熊 瑛,周海燕
·短篇論著·
后路椎弓根釘系統聯合Cage融合術治療腰椎失穩癥的圍手術期護理
熊 瑛,周海燕
腰椎失穩癥;椎弓根固定;Cage融合術;圍手術期;護理
腰椎失穩癥是臨床上的常見病,常繼發于椎間盤退變與長期椎間不穩定之后,其病理改變是關節突向性不穩定和旋轉不穩定,是引起嚴重下腰痛的常見原因,需手術治療。椎弓根螺釘內固定能起到早期的臨時穩定作用,植骨融合則是保持脊柱長期穩定的根本方法。目前,腰椎后路椎弓根釘棒內固定聯合Cage融合術是治療腰椎不穩公認的手術方式,在臨床上已得到廣泛應用。
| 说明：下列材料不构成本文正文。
PR #701, opened 2017-01-18
Expose number of variants when serializing enum

### LINKED ISSUE #663: Expose number of variants when serializing enum
From IRC:

> **\<cmr>** Hm, this seems problematic. My serializer can't keep unbounded state, but I want to encode enum variant tags with the minimum amount of bytes necessary, using the same representation Rust does ideally.
> **\<cmr>** The obvious approach of using a stack of recent total-number-of-variants is out, but I don't see how else it's possible.
> **\<cmr>** (in fact, afaict, the serializer \*never even has access\* to that information, although the deserializer does.)
> **\<cmr>** in the form of the len of the variants arg to deserialize_enum

cc @cmr

oli-obk:
fixes #663 

drive-by fix for deserializing enums with skipped variants

### DIFF
--- a/serde/src/ser/impls.rs
+++ b/serde/src/ser/impls.rs
@@ -74,6 +74,7 @@ use super::{
     SerializeStruct,
     SerializeTuple,
     Serializer,
+    SerializeEnum,
 };
 
 #[cfg(feature = "unstable")]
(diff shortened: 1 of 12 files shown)


dtolnay:
See https://github.com/serde-rs/serde/issues/663#issuecomment-273652015. I changed my mind about the importance of supporting this use case. Basically I failed to come up with an approach that I prefer more than the one you have (so nicely done :smile:) but looking at the tradeoff this involves for both Serialize and Serializer implementations, I don't think it makes sense for us to make this change.

We definitely need the drive-by fixes though. Good catch on that! Can you extract it out?

dtolnay:
I pulled out the drive-by fix into #711.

2012年1月至2013年12月,筆者對38例腰椎失穩癥行腰椎后路椎弓根釘棒內固定聯合Cage融合術患者進行了圍手術期護理,取得了滿意療效。現報告如下。
1.1 一般資料 本組38例,男23例,女15例;年齡26~70歲,平均50.9歲。其中,退變性腰椎失穩21例,腰椎滑脫17例。臨床表現均有持續明顯的下腰痛,均經6個月以上保守治療無效。
1.2 影像學檢查 術前常規攝腰椎正側位、雙斜位、動力位X線片,作CT及MRI檢查。X線片顯示,病變椎間隙均有不同程度的狹窄,椎體邊緣及突間關節呈增生性改變;動力位X線片測得椎體后緣滑移的改變均大于3 mm,上下椎體緣夾角變化均大于11°;CT及MRI檢查示腰椎間盤突出變性,椎管側隱窩狹窄,椎間孔變形狹窄。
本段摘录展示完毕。